Original scientific paper
https://doi.org/10.1515/aiht-2015-66-2562
Evaluation of the social and economic burden of road traffic noise-attributed myocardial infarction in Bulgarian urban population
Angel M. Dzhambov
orcid.org/0000-0003-2540-5111
; Faculty of Medicine, Medical University of Plovdiv, Plovdiv, Bulgaria
Donka D. Dimitrova
; Department of Health Management, Health Economics and Primary Care, Medical University of Plovdiv, Plovdiv, Bulgaria
Abstract
Road traffic noise is a widely studied environmental risk factor for ischaemic heart disease and myocardial infarction in particular. Given that myocardial infarction is a leading disability and mortality cause in Bulgaria and that a significant proportion of the urban population is exposed to high noise levels, quantification of the burden of disease attributable to traffic noise is essential for environmental health policy making and noise control engineering. This study aimed at estimating the burden of the myocardial infarction cases attributable to road traffic noise in the Bulgarian urban population. We used the methodology for estimating the burden of disease attributable to environmental noise outlined by the World Health Organization.
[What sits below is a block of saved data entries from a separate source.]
PR #773, opened 2026-09-14
Pattern directory: extend validation test coverage

obenland:
Follow-up test coverage for the content validation helpers in `pattern-validation.php`.

`content_has_block_directives()` scans both the submitted markup and its sanitised
form, since some elements hide their contents from `WP_HTML_Tag_Processor` while KSES
drops the wrapper on save and keeps what it held. The data providers covered that for
raw-text elements in the HTML namespace, but not for the foreign-content case, which
reaches the same end state by a different route and so is worth pinning separately.

- `pattern-content-validation-test.php` — two cases covering the foreign-content shape,
  closed and unclosed.
- `pattern-translated-content-test.php` — the same shape on the translated-content path,
  which shares the helper but is a separate entry point.

Both cases fail if the sanitised-markup pass is removed from the helper, so they pin the
current behaviour rather than restating it.

Tests only; no change to validation behaviour. Full PHPUnit suite (226 tests) and `phpcs`
both pass locally.


bor0:
Late to this one (already merged), but a note for whoever touches these providers next.

The rows do what the description says — they fail if the sanitised-markup pass is removed — so the coverage is real. The stated reason isn't, though: `<svg>` isn't what hides the anchor. `WP_HTML_Tag_Processor` walks straight into `<svg>`, `<desc>` and `<annotation-xml>`; a directive on a tag inside plain `<svg>` is found on the first pass. What hides it is `<script>` being a raw-text element, which is the row immediately above in the same provider. So these are the existing case with a wrapper that doesn't change the outcome, rather than a second route — and the new comments in both files now assert the opposite.

While looking at it I found the shape that genuinely isn't covered, which I'd rather not spell out here. Short version: the two-pass approach works because the sanitiser removes the element that did the hiding, and that isn't true for every such element — for the ones it keeps, both passes miss. Sent the detail and a suggested fix through the usual channel; happy to open a follow-up PR if that's easier.

obenland:
@bor0 Please feel free to just fix it

bor0:
Done — #777.

It turned out the cleanest fix was to stop reading the content as markup at all. The rule is that a pattern may not carry `data-wp-` anywhere, and that is a substring test; the helper already ran exactly that as its fast-path negative, so promoting it to the decision covers every hiding place and drops the sanitise-and-tokenize pass. The shape that wasn't covered was an element whose contents are text *and* which the sanitiser keeps, so neither pass ever reached the tag.

Your rows are kept as regression coverage, with the explanations corrected. CI is green.

One thing worth your call in the PR: it widens the rule, so prose that merely mentions `data-wp-` is refused too. Zero of the 600 published patterns I sampled and zero of the 1,858 seed patterns carry the marker in the fields this reads, so it looks free — but there's a provider row pinning that case, and it's easy to drop if you'd rather leave prose alone.

PR #775, opened 2026-09-16
Pattern directory: validate the blocks that will be stored and make preview mode one decision

mcliwanow:
## Why

Three correctness problems in how a submitted pattern is validated and how a pattern preview is resolved.

**Validation and storage could disagree about where blocks begin and end.** The REST validators parse `post_content` as it was submitted, but `wp_insert_post()` passes it through the save-time filters first, and those rewrite markup. Content can therefore be stored as a different set of blocks from the set the validators checked, so the block allow-list, the nesting check and the block counts were all applied to a representation that is not the saved one.

**Preview mode was decided two different ways.** The theme switch at `setup_theme` matched `#[?&]view=[1|true]#`. That bracket expression is a character class: it accepts `view=1` but also `view=t`, `view=u`, and misses `view=2`. The template selector and the theme's query tweaks, meanwhile, only checked whether the `view` query var was set, which `?view=`, `?view=2` and `/view/anything/` all do. A request could get the preview template while keeping the ordinary directory theme instead of the plain preview theme.

**The "Revert to draft" control changed state over GET.** It was a link built by a shortcode (`action=draft` plus a nonce), so anything that made the browser fetch that URL ran the status change.

## What changed

- **Content that would change on save is refused.** Two `rest_pre_insert` filters ahead of the validators. The first refuses a submission with a control character in a rendered field (`rest_pattern_control_characters`); no legitimate pattern contains one and the save filters delete them. The second computes the bytes `wp_insert_post()` will store and refuses the submission if that parses to a different block tree from the submitted bytes, in names, order or nesting (`rest_pattern_unstable_blocks`). Attributes are not compared: the save filters entity-normalise them, which would refuse ordinary content, and they only ever remove from a value. The validators keep parsing the submitted bytes, which are now known to describe the same blocks as the row. Checked against 300 live patterns from the directory API and the repo's seed exports (2,158 in all): no false positives with the tree comparison either.
- **One predicate decides preview mode.** `is_preview_request()` accepts the pretty `/view/` endpoint and `?view=1` or `?view=true`, nothing else. The theme switch asks it, and a `request` filter drops the `view` query var whenever it says no. Visible effect: `?view=2` and other non-`1` values now render the ordinary single template instead of the preview canvas; the site's own preview links (`?view=1`) are unaffected. The endpoint is matched against the URL path rather than the whole request URI, so `/view/?foo=bar` is a preview too.
- **The draft action is a POST.** The `[pattern_draft_link]` shortcode is removed and replaced by a server-rendered `wporg/draft-button` block that emits a form carrying the nonce, for a pattern its viewer can edit. `do_pattern_actions()` now returns unless the request is a POST, and reads `$_POST` for both the draft and report actions. Removing the shortcode is deliberate: it is what stops the status change being reachable as a link, so it should not be restored as a template tag.

## Testing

Risk data were extracted from a recently published meta-analysis providing updated exposure-response relationship between traffic noise and the risk for myocardial infarction. Based on these data we calculated the fraction of myocardial infarction cases attributable to traffic noise, loss of quality-adjusted life-years (QALYs), and the economic burden, assuming € 12,000 per QALY. About 2.9 % or 101 of all myocardial infarction cases could be attributed to road traffic noise. Fifty-five of these were fatal. Nine hundred and sixty-eight QALYs were lost to these cases. The monetary value of these QALYs was about € 11.6 million. Although the measures used in this study are crude and give only an approximation of the real burden of disease from road traffic noise, they are indicative of the important social and economic aspect of noise pollution in Bulgaria. Hopefully, these results will direct the attention of epidemiologists, environmental hygienists, and health economists to this pivotal environmental issue.
Keywords
burden of disease; health economics; ischemic heart disease; noise pollution; quality-adjusted life-years
Hrčak ID:
136506
URI
Publication date:
18.3.2015.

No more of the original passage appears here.